(Entries taken from a collection)
__________

PR #949, opened 2024-02-28
memorydb support

jhsinger-klotho:
adds support for memory db clusters, users, acls, and subnet groups.

corresponding e2e test result from lambda https://github.com/klothoplatform/engine-e2e-tests/pull/11
```
======================================================================================================= test session starts ========================================================================================================
platform darwin -- Python 3.10.13, pytest-7.4.3, pluggy-1.3.0
rootdir: /Users/jordansinger/workspace/engine-e2e-tests/output/aws-43ubkr
asyncio: mode=strict
collected 1 item

test_suites/aws/test_modules/lambda/test_modules/memorydb/test_memorydb.py .                                                                                                                                                 [100%]

======================================================================================================== 1 passed in 3.48s =========================================================================================================
```

### Standard checks


pkg/templates/aws/resources/memorydb_acl.yaml
```diff
@@ -0,0 +1,36 @@
+qualified_type_name: aws:memorydb_acl
+display_name: MemoryDB ACL
+
+properties:
```
gordon-klotho, line 4: Should this have the cluster as the Namespace?

pkg/templates/aws/resources/memorydb_cluster.yaml
```diff
@@ -0,0 +1,135 @@
...
+    type: string
+    description: The endpoints of the cluster as a string.
+    configuration_disabled: true
+    deploy_time: true
+
+consumption:
+  emitted:
+    - model: EnvironmentVariables
+      value:
+        '{{ .Self.Name }}_ARN': '{{ fieldRef "Arn" .Self }}'
```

__________

> **EXERCISE AIM**: Write all the records out again. Nothing may differ from the original.

> **THE ANSWER**:
PR #949, opened 2024-02-28
memorydb support

jhsinger-klotho:
adds support for memory db clusters, users, acls, and subnet groups.

corresponding e2e test result from lambda https://github.com/klothoplatform/engine-e2e-tests/pull/11
```
======================================================================================================= test session starts ========================================================================================================
platform darwin -- Python 3.10.13, pytest-7.4.3, pluggy-1.3.0
rootdir: /Users/jordansinger/workspace/engine-e2e-tests/output/aws-43ubkr
asyncio: mode=strict
collected 1 item

test_suites/aws/test_modules/lambda/test_modules/memorydb/test_memorydb.py .                                                                                                                                                 [100%]

======================================================================================================== 1 passed in 3.48s =========================================================================================================
```

### Standard checks


pkg/templates/aws/resources/memorydb_acl.yaml
```diff
@@ -0,0 +1,36 @@
+qualified_type_name: aws:memorydb_acl
+display_name: MemoryDB ACL
+
+properties:
```
gordon-klotho, line 4: Should this have the cluster as the Namespace?

pkg/templates/aws/resources/memorydb_cluster.yaml
```diff
@@ -0,0 +1,135 @@
...
+    type: string
+    description: The endpoints of the cluster as a string.
+    configuration_disabled: true
+    deploy_time: true
+
+consumption:
+  emitted:
+    - model: EnvironmentVariables
+      value:
+        '{{ .Self.Name }}_ARN': '{{ fieldRef "Arn" .Self }}'
```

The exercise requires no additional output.